I've been scripting something that has to do with scanning directories and noticed a severe memory leak when calling os.path.isdir, so I've tried the following snippet:
def func():
if not os.path.isdir('D:\Downloads'):
return False
while True:
func()
Within a few seconds, the Python process reached 100MB RAM.
I'm trying to figure out what's going on. It seems like the huge memory leak is in effect only when the path is indeed a valid directory path (meaning the 'return False' is not executed). Also, it is interesting to see what happens in related calls, like os.path.isfile.
Thoughts?
Edit: I think I'm onto something. Although isfile and isdir are implemented in the genericpath module, on Windows system - isdir is being imported from the builtin nt. So I had to download the 2.7.3 source (which I should've done long time ago...).
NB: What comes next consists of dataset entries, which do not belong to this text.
PR #1347, opened 2022-11-06
chore(rln): update ganache

s1fr0:
The npm package `ganache-cli` employed by onchain RLN tests is [deprecated](https://www.npmjs.com/package/ganache-cli) and is now replaced by `ganache`. 

This issue was originally raised in https://github.com/status-im/nwaku/pull/1344#discussion_r1014434448.

### Scope
This PR:
- [x] replaces `ganache-cli` with `ganache`. 
This update introduced some breaking changes which required some parameters previously passed to ganache-cli to be revised.
- [x] moves ganache installation logic from Makefile to the waku_rln_relay_onchain test suite. 
This allows to run ganache only during execution of onchain tests and not during the whole duration of tests2. Furthermore, onchain RLN tests will be executed by CI on both linux and macOS platform (before only macOS was ran these tests in CI).
- [x] adds gracefully termination of `ganache` by sending a SIGINT signal.
- [x] uninstalls `ganache` when tests are terminated.

### Out of scope
Any other extra feature.

### DIFF
--- a/apps/chat2/chat2.nim
+++ b/apps/chat2/chat2.nim
@@ -542,7 +542,21 @@ proc processInput(rfd: AsyncFD) {.async.} =
           echo "You are registered to the rln membership contract, find details of your registration transaction in https://goerli.etherscan.io/tx/0x", txHash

After a little bit of searching, I found out posix__isdir function in \Modules\posixmodule.c, which I assume is the 'isdir' function imported from nt.
This part of the function (and comment) caught my eye:
if (PyArg_ParseTuple(args, "U|:_isdir", &po)) {
Py_UNICODE *wpath = PyUnicode_AS_UNICODE(po);
attributes = GetFileAttributesW(wpath);
if (attributes == INVALID_FILE_ATTRIBUTES)
Py_RETURN_FALSE;
goto check;
}
/* Drop the argument parsing error as narrow strings
are also valid. */
PyErr_Clear();
It seems that it all boils down to Unicode/ASCII handling bug.
I've just tried my snippet above with path argument in unicode (i.e. u'D:\Downloads') - no memory leak whatsoever. haha.